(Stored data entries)
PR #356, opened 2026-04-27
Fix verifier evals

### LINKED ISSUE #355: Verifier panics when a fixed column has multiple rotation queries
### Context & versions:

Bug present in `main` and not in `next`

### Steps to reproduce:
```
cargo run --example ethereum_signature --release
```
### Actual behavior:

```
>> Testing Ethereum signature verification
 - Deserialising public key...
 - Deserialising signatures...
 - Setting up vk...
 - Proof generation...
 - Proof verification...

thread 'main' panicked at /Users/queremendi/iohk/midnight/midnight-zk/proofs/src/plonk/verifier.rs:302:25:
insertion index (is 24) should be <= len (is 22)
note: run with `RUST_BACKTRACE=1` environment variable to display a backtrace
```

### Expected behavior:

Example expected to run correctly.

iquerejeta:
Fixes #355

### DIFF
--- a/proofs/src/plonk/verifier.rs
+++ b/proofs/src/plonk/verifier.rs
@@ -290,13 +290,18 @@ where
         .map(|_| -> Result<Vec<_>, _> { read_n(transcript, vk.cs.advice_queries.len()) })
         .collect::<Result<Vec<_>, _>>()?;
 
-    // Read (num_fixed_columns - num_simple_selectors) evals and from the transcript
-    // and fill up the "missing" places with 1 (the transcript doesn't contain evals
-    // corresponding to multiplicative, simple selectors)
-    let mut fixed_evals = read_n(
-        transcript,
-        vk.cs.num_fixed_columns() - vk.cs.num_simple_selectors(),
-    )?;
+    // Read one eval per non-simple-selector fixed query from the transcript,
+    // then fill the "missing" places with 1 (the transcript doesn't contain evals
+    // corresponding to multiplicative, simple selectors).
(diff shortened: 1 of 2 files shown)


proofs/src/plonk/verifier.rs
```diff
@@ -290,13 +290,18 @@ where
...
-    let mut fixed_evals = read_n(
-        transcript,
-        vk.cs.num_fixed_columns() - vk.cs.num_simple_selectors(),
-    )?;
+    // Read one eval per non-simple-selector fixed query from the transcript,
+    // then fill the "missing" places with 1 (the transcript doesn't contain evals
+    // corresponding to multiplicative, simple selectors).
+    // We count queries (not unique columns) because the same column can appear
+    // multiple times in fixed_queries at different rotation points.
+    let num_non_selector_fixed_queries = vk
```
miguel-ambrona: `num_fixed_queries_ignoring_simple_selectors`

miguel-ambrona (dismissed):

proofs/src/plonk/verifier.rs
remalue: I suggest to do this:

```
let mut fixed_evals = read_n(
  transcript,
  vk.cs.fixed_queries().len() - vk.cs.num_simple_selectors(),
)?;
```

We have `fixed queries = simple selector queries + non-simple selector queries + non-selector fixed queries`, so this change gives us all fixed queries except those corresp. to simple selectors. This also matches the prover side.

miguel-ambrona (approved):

• **Problem statement**
Each line of the entries that contains the word "this" should be listed.

• **The answer**
remalue: I suggest to do this:
We have `fixed queries = simple selector queries + non-simple selector queries + non-selector fixed queries`, so this change gives us all fixed queries except those corresp. to simple selectors. This also matches the prover side.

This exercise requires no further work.